Senator w rozmowie na antenie TVN 24 zasugerował tym samym, że powodem wyciągnięcia tak ostrych konsekwencji wobec niego jest sprawa wicepremiera Waldemara Pawlaka z PSL, oskarżanego o niejasne powiązania.
Wczoraj premier Donald Tusk rekomendował usunięcie Misiaka z Klubu i partii. Była to reakcja na doniesienia, że firma szefa Senackiej Komisji Gospodarki czerpała korzyści ze specustawy stoczniowej. Tomasz Misiak najpierw nad nią pracował, a potem Work Service, gdzie ma udziały, dostał bez przetargu wart 48 mln zł kontrakt na szkolenia zwalnianych stoczniowców.

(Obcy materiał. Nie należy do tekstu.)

PR #137, opened 2015-09-29
Remove .c files from package_data

embray:
Reminded by #136, I realized that this bit of code is still in the setup.py.  This should not be here and we should not be perpetuating this bad behavior.

Putting files in package_data means that those files get _installed_ when installing the Python code.  We should not be installing C source files.  

The problem that this code was solving, in part, is that the "MANIFEST.in" in package-template was incorrect (#136 attempts to fix this).  I think somebody told me at one point that they didn't want people using the package template to have to edit MANIFEST.in, but I think they'll have to for now since, for better or worse (worse, mostly) that's the correct way to control what non-installed files get into a Python source distribution, and that should just be part of the instructions.

There is an issue astropy/astropy-helpers#53 to try to automate things like this better, but in the meantime we shouldn't be promoting bad practice.


astrofrog:
This makes sense. Note that the coverage build is now fixed in master, so you can ignore that failure.

embray:
The problem is that before I merge this documentation changes will need to be made, and people using this package template will need to be alerted to the changes.

astrofrog:
@embray - can you rebase this to make sure the tests pass? Please also include a note in ``TEMPLATE_CHANGES.md`` that will then later be communicated to package maintainers.

embray:
I can try that.  It would be very nice to have this fixed.

astrofrog:
This is no longer needed with #375

PR #141, opened 2015-11-23
Assumptions about data subpackage and package_data

adrn:
In one of my projects based off of this package template, I have a `data` subpackage for loading and interacting with data -- not a container for data files. The glob pattern `data/*` in `setup.py` was picking up sub-directories and trying to add them to package data, causing errors like:

```
error: can't copy 'ophiuchus/data/__pycache__': doesn't exist or not a regular file
```

In this PR, I've added support for a `package_data_path` keyword in `setup.cfg`, which can be set to `None` to turn off the default assumption. Not sure this is the best solution, but it's an idea...

### DIFF
--- a/setup.py
+++ b/setup.py
@@ -76,7 +76,7 @@ package_info = get_package_info()
 
 # Add the project-global data
 package_info['package_data'].setdefault(PACKAGENAME, [])
-package_info['package_data'][PACKAGENAME].append('data/*')
+package_info['package_data'][PACKAGENAME].append('data/*.*')
 
 # Define entry points for command-line scripts
 entry_points = {'console_scripts': []}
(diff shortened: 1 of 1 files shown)


embray:
I don't want to add any more of these setup.cfg "metadata" options for now (or we do just call it "package_data").  But for your own project you could certainly remove that default (and as this demonstrates I'm not sure it's a good default to have anyways, since it will break any time someone adds a `.data` subpackage to their package, and it's not *necessarily* always going to be the name someone wants to use for package-relative resource files.

embray:
Although even calling it "package_data", I wouldn't want it to go into the "metadata" section since it's not really metadata about the package.

Part of the reasoning behind what I'm saying is that I'm planning to move builds over to either [`d2to1`](https://pypi.python.org/pypi/d2to1) or something very similar to it (possibly even incorporating its functionality into astropy-helpers), and this brings with it an existing format for the setup.cfg file.  I don't want to go adding stuff that contradicts that format, such that people will have to change things again when we switch over to that.

adrn:
Sounds good to me! Given that, I'm fine closing this. In my own project I just commented out that line in  `setup.py`. Thanks!

PR #144, opened 2015-12-03
Remove adjust_compiler

eteq:
This updates the helpers to the latest master, which includes a change that makes the ``adjust_compiler`` call unnecessary by building it into `build_ext` (astropy/astropy-helpers#76).

Note that astropy/astropy#4369 does the same thing in the core

### DIFF
--- a/setup.py
+++ b/setup.py
@@ -16,7 +16,7 @@ else:
 builtins._ASTROPY_SETUP_ = True
 
 from astropy_helpers.setup_helpers import (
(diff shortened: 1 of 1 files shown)


embray:
Ah okay, here you *did* update the astropy_helpers submodule.  I would just do the same on the astropy PR :)

pllim:
Can we rebase and merge this? I was attempting to use the template and ran across the deprecation warning related to this.

pllim:
Never mind. I see that this is a duplicate of #154.

PR #39, opened 2019-09-22
Update notmuch zsh completions

cbcoutinho:


Completion/Unix/Command/_notmuch
```diff
@@ -1,80 +1,292 @@
-#compdef notmuch
+#compdef notmuch -p notmuch-*
 
-_notmuch_commands()
-{
+# ZSH completion for `notmuch`
+# Copyright © 2018 Vincent Breitmoser <look@my.amazin.horse>
```
danielshahaf: Under what license does Mr Breitmoser place the code?

Completion/Unix/Command/_notmuch
```diff
@@ -1,80 +1,292 @@
...
+    '*--include=[configure metadata to output (default all)]:metadata type:(config properties tags)' \
+    '--output=[write output to file]:output file:_files' \
+    '*::search term:_notmuch_search_term'
+}
+
+_notmuch_new() {
+  _arguments \
+    '--no-hooks[prevent hooks from being run]' \
+    '--quiet[do not print progress or results]' \
+    '--full-scan[don''t rely on directory modification times for scan]' \
```
danielshahaf: The `don't` is incorrectly escaped: cshjunkiequotes syntax can't be used here.

Completion/Unix/Command/_email-notmuch
```diff
@@ -0,0 +1,9 @@
+#autoload
```
danielshahaf: Should be in a different directory: Types/ rather than Command/.

Completion/Unix/Command/_email-notmuch
```diff
@@ -0,0 +1,9 @@
...
+
+local expl
+local -a notmuch_addr
+
+notmuch_addr=( ${(f)"$(notmuch address --deduplicate=address --output=address -- from:/$PREFIX/)"} )
```
danielshahaf: Does $PREFIX need to be shell- or regexp-escaped?

Please look into `_call_program` and use it where needed, to allow overriding the commands using zstyle's.

Completion/Unix/Command/_notmuch
cbcoutinho: Notmuch is GPL-3, based on the COPYING file in the project root [0]. I'm only assuming this applies to the zsh completions as well

https://github.com/notmuch/notmuch/blob/master/COPYING

Completion/Unix/Command/_email-notmuch
cbcoutinho: I can move it, but where in the zsh docs does it explain what these different directories mean?

I was only able to find this [0]

http://zsh.sourceforge.net/Doc/Release/Completion-System.html#Completion-Directories

Completion/Unix/Command/_notmuch
cbcoutinho: so either `don\'t` or `do not` will be ok?

Completion/Unix/Command/_notmuch
okapia: We don't just pull in GPL-3 licenced code into zsh, even if it is in a self-contained file like a completion function. While we can do this in theory, it forces a big pile or bureaucratic work on packagers for some distributions if zsh comes under a mix of licences. If notmuch includes a zsh completion, we should simply remove the _notmuch from the zsh distribution.

Completion/Unix/Command/_notmuch
okapia: In general, I would recommend "don't" (with double quotes around the whole line instead of single).

danielshahaf: Contractions are fine, but `'foo''bar'` is equivalent to `'foobar'`. In this case I'd recommend `"--full-scan[don't]"`.

Completion/Unix/Command/_email-notmuch
danielshahaf: > where in the zsh docs does it explain what these different directories mean?

Nowhere :(

cbcoutinho: :( indeed

danielshahaf: I'd add it to the link you posted, but I don't think the user manual is the right place to document the source code layout in.  I'm not sure where the information would fit better, either.  Where would you expect that bit of info to be documented?

cbcoutinho: Looking at the user documentation I was trying to answer the question:

If a package manager is used to build and install packages (thus not locally in `/usr/local`), where should they put the zsh completions? I'm assuming that /usr/local/zsh/functions is probably for internal completions for zsh itself, but packages seem to install their completions into those subdirectories anyways - at least that's the case on my system now that I've been looking at it.

Do packages install their zsh completions into the /usr/share/zsh/{functions,site-functions,vendor-completions,???}.

That isn't stated in the docs, but might be useful for package managers

Completion/Unix/Command/_notmuch
cbcoutinho: I could also delete this PR and send a new one just removing these files from the zsh distribution

Completion/Unix/Command/_email-notmuch
danielshahaf: > packages seem to install their completions into those subdirectories anyways - at least that's the case on my system now that I've been looking at it.

This is controlled by the `--enable-function-subdirs` configure flag.

> Do packages install their zsh completions into the /usr/share/zsh/{functions,site-functions,vendor-completions,???}.

`site-functions` is reserved to the local sysadmin. `vendor-completions` is probably added to fpath by your distro as a place for distro packages to put their scripts in (that's how Debian does it, anyway). `$PREFIX/share/zsh/$ZSH_VERSION/functions` is where `make install` places the functions shipped with zsh itself.  Does your use-case fall into one of these?

This is a recurring question — the debian zsh packagers get it too from time to time — so we should probably add the answer to the docs.

Completion/Unix/Command/_notmuch
okapia: 'There is an rc_quotes option which allows 'foo''bar' to be foo'bar but you can't rely on user options in completion functions.

Completion/Unix/Command/_email-notmuch
okapia: `vendor-completions` is purely a Debian/Ubuntu thing.

Normally packages install their functions into `$prefix/share/zsh/site-functions`. That is at least going to be in the default $fpath for zsh users. It is probably up to distributions to separate things out.

okapia:
_notmuch has now been removed in ea78d0d
Thanks anyway.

- Nie mam pretensji do premiera, nie miał wyjścia - skomentował decyzję Tuska senator.
- Zostałem postawiony w dwuznacznej sytuacji przez polskie prawo. Przepraszam, że nie wykazałem się tak zwaną czujnością rewolucyjną - powiedział Tomasz Misiak
Misiak złożył u marszałka Senatu Bogdana Borusewicza rezygnację z funkcji przewodniczącego senackiej komisji gospodarki narodowej. Zapowiedział także swoje odejście z komisji.